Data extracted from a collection
########################################

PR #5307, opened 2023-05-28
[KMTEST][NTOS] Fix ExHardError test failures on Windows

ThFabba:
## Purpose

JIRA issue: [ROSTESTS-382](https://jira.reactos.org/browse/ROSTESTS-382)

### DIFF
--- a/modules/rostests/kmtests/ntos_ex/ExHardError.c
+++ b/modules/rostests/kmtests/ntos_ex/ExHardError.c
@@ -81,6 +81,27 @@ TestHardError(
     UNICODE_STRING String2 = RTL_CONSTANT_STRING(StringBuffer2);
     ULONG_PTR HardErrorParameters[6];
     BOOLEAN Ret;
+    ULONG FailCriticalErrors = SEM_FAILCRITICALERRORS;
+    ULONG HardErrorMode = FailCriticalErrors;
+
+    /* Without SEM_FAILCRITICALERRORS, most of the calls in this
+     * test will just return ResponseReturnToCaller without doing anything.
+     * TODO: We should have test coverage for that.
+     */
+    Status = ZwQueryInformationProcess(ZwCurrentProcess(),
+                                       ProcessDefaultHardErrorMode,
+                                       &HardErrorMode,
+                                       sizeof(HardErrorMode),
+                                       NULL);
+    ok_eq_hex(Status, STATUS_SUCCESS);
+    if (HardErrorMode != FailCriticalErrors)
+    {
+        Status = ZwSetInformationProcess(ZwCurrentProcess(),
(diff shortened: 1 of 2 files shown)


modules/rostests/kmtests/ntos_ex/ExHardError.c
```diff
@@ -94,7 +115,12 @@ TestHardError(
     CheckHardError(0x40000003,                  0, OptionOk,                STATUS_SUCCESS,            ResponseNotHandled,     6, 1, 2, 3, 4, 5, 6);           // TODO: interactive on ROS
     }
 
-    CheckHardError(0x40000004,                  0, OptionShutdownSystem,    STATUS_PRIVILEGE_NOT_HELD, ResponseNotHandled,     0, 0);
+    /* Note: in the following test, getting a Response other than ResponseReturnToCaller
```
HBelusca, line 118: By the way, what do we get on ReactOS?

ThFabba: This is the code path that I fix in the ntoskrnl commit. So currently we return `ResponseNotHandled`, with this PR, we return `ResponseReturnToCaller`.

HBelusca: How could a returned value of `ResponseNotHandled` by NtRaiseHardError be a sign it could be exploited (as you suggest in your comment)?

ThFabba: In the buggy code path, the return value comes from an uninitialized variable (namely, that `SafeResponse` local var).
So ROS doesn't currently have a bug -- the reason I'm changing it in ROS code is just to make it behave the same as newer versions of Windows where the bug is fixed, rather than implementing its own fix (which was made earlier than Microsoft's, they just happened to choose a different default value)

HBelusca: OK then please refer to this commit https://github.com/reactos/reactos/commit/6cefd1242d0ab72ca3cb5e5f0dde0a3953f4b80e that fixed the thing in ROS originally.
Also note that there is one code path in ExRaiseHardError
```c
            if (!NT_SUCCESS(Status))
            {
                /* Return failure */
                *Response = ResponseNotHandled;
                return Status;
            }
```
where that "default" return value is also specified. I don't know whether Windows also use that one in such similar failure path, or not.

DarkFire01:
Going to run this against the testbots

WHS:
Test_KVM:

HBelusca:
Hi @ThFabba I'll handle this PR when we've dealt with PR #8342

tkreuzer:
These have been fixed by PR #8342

########################################

> _WHAT YOU NEED TO DO_
Determine which lines above include the word "have", and report those lines in full.

> _SOLUTION BELOW_
+     * TODO: We should have test coverage for that.
So ROS doesn't currently have a bug -- the reason I'm changing it in ROS code is just to make it behave the same as newer versions of Windows where the bug is fixed, rather than implementing its own fix (which was made earlier than Microsoft's, they just happened to choose a different default value)
These have been fixed by PR #8342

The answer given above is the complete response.